- **About this task**:
How many lines in the records below contain the word "MaterialListWithDetailRendererState"? Answer with the number only.

Items from a data source
====
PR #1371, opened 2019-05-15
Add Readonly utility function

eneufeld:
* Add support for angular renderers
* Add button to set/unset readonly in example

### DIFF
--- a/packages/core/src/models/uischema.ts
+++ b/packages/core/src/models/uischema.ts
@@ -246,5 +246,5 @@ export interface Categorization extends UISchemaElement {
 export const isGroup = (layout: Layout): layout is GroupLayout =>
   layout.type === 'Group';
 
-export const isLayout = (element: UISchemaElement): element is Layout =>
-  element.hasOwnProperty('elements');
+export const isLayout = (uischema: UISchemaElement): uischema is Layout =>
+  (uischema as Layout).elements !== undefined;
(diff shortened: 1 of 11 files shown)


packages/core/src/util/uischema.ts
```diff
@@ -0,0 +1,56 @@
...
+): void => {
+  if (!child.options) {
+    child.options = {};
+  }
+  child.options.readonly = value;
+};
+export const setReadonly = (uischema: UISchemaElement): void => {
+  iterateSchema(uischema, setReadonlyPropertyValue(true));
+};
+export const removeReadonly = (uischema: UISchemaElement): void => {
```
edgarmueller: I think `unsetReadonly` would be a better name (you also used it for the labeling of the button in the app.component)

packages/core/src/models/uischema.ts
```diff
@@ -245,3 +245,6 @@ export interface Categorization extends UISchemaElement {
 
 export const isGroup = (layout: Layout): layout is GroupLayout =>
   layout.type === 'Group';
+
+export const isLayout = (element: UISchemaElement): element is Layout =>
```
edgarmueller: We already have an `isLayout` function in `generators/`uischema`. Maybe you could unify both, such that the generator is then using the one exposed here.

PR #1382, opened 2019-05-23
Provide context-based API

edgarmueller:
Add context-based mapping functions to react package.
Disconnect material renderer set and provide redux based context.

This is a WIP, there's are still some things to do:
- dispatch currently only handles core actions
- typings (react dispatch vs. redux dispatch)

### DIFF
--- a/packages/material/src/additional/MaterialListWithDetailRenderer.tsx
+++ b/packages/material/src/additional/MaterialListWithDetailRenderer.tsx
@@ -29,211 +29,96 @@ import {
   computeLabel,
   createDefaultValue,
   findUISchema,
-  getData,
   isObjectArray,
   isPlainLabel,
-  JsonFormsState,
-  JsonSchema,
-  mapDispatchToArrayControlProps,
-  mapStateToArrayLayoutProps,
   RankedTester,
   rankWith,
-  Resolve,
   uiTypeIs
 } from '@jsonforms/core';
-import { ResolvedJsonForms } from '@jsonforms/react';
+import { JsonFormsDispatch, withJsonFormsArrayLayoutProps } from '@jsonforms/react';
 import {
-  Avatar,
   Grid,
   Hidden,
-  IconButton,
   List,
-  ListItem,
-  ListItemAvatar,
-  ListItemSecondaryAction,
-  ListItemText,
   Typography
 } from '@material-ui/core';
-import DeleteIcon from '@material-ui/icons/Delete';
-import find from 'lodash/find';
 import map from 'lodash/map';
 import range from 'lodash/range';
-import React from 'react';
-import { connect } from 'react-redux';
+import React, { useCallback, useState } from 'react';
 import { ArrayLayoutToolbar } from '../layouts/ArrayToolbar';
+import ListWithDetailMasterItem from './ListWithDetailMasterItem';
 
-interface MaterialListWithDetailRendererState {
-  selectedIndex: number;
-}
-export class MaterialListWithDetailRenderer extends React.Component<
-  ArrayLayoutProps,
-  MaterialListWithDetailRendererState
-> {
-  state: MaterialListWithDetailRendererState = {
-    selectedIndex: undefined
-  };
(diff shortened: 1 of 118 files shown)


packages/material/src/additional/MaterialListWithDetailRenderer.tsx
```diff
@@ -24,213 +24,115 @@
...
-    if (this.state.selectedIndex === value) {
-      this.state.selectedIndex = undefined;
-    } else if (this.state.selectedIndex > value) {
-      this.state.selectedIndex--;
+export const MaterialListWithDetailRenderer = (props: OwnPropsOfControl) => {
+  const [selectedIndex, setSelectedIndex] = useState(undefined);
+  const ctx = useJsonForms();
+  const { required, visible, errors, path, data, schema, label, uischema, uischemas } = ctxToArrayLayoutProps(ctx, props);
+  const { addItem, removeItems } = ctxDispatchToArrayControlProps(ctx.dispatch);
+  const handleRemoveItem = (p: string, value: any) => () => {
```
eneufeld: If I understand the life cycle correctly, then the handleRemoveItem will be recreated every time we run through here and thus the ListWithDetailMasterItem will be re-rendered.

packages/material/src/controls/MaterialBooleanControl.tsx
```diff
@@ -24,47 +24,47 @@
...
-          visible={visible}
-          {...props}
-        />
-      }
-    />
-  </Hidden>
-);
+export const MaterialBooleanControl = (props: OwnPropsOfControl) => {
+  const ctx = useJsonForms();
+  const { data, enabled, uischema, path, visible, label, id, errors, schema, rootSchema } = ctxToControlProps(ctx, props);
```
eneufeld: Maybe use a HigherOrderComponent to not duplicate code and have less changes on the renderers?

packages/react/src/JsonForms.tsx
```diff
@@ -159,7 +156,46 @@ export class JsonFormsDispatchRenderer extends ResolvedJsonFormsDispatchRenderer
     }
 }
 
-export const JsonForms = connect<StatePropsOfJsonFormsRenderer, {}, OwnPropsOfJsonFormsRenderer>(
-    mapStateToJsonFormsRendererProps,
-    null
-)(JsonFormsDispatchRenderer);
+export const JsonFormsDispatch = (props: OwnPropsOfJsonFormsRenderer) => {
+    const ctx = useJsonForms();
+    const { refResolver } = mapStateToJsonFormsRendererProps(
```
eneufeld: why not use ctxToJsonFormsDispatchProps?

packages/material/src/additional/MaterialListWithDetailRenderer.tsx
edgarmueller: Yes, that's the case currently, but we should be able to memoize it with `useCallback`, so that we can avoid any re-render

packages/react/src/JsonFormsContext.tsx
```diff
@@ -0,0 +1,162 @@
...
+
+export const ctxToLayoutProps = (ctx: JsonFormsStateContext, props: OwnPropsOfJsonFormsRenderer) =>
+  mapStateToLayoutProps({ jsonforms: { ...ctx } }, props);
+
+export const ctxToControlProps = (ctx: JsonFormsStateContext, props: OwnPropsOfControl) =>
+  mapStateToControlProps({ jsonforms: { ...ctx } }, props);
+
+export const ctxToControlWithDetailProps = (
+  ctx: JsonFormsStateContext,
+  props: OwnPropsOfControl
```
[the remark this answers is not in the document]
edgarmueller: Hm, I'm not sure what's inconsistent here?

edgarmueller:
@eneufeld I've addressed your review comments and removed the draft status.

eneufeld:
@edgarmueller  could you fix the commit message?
====
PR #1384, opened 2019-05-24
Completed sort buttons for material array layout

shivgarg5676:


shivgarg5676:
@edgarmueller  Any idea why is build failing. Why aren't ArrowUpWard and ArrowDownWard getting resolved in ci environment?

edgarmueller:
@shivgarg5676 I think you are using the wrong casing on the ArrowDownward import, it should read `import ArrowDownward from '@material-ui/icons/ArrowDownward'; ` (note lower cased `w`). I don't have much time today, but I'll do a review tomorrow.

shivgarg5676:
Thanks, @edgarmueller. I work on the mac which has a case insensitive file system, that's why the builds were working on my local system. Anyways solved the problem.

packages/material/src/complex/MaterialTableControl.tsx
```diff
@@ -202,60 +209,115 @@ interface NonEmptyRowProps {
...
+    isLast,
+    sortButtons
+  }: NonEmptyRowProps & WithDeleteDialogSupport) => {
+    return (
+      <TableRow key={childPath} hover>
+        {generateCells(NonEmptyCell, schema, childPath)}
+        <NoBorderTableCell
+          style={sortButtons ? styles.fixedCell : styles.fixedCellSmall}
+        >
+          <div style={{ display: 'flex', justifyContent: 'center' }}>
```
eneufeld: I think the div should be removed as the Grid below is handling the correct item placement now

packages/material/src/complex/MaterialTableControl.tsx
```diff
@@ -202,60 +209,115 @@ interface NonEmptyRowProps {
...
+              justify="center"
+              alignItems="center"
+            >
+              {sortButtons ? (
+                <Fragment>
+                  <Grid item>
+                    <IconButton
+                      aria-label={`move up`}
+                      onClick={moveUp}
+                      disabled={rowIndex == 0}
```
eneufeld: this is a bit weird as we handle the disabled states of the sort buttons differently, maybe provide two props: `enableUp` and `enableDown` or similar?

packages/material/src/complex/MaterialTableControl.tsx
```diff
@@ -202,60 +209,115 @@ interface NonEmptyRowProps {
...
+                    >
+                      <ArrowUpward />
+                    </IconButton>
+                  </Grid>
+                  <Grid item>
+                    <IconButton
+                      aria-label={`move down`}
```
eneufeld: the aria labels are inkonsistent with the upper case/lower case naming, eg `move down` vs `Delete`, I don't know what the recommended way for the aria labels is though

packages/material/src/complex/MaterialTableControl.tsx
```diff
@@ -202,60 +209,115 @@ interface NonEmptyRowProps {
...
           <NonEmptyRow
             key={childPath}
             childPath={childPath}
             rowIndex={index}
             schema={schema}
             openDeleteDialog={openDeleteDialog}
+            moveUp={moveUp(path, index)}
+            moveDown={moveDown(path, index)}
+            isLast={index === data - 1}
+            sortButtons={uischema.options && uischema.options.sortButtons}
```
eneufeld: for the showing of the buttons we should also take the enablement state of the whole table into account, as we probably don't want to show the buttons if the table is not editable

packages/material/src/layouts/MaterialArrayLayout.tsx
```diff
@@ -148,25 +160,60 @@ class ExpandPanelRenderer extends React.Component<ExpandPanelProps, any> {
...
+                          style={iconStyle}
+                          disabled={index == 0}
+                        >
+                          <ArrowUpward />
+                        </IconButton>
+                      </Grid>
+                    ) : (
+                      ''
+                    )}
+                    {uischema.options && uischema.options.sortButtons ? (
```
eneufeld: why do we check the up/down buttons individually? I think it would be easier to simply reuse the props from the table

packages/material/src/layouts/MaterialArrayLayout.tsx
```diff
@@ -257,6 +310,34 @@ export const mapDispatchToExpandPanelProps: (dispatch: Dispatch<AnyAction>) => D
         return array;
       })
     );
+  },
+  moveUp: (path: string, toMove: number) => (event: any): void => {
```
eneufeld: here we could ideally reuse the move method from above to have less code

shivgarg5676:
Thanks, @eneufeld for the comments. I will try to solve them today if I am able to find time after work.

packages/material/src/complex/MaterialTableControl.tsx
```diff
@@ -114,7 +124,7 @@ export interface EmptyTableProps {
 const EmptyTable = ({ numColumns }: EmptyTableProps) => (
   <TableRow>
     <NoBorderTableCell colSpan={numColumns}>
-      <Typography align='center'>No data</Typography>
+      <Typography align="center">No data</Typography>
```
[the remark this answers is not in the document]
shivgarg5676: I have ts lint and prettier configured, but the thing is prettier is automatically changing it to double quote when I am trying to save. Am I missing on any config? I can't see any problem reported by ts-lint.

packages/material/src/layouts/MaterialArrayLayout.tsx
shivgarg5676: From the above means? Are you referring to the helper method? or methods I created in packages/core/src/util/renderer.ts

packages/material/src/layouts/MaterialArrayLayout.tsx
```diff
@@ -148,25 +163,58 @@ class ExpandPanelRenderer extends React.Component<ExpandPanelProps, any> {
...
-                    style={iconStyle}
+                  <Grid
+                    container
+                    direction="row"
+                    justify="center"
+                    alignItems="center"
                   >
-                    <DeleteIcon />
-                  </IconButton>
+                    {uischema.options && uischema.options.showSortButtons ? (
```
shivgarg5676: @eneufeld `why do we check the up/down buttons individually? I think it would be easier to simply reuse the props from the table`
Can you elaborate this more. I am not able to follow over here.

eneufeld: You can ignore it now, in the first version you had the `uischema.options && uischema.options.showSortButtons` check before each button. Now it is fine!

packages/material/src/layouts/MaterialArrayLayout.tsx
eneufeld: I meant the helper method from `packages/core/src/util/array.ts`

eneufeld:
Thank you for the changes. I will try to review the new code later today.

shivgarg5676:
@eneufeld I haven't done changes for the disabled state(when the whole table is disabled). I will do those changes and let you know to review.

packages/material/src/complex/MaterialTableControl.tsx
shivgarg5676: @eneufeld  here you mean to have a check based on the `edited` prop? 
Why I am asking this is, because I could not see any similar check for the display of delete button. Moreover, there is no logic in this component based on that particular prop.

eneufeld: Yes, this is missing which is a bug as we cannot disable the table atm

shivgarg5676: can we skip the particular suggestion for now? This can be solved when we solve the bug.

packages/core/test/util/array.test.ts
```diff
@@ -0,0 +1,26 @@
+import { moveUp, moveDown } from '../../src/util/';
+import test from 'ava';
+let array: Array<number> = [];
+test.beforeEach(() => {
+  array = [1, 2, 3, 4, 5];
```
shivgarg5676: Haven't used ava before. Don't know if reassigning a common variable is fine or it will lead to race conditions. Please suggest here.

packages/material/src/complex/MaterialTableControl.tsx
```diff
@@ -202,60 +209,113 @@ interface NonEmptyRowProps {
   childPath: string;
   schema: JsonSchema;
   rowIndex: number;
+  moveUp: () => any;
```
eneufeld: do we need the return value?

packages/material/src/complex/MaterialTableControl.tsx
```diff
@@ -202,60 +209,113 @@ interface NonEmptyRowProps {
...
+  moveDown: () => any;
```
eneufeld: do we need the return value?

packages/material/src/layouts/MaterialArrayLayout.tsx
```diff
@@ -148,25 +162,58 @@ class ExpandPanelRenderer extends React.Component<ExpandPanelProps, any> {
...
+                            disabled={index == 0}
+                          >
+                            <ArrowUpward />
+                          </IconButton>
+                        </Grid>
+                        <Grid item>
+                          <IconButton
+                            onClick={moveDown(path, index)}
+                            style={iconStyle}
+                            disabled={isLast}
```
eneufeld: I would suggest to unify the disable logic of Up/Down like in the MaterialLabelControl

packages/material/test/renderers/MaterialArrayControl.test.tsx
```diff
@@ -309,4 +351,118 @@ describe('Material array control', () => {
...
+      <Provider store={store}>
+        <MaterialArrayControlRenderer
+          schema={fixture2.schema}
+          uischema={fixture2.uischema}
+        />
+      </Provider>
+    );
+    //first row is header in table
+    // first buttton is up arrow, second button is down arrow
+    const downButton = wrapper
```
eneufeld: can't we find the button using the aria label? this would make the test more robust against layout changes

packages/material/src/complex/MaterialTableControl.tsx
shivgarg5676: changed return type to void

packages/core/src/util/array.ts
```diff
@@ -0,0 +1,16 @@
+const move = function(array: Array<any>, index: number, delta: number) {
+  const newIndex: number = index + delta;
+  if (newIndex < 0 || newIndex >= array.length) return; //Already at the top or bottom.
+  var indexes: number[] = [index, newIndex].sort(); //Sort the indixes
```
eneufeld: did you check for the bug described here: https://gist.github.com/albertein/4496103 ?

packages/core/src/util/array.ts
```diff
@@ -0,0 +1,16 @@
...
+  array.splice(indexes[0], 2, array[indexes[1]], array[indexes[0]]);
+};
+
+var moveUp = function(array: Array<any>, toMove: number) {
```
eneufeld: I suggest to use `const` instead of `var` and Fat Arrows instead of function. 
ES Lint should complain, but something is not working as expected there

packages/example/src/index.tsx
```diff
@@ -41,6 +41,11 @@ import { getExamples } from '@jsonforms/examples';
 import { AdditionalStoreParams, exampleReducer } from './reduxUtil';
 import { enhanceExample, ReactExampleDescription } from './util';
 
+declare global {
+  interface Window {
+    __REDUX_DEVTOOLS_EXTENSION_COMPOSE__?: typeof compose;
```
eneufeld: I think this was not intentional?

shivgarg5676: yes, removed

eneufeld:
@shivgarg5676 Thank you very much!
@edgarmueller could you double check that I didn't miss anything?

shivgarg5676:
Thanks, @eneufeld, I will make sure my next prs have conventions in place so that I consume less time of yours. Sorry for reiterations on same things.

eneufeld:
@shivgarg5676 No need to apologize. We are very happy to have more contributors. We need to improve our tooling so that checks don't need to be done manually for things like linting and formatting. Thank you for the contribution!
====
- **Written response**:
3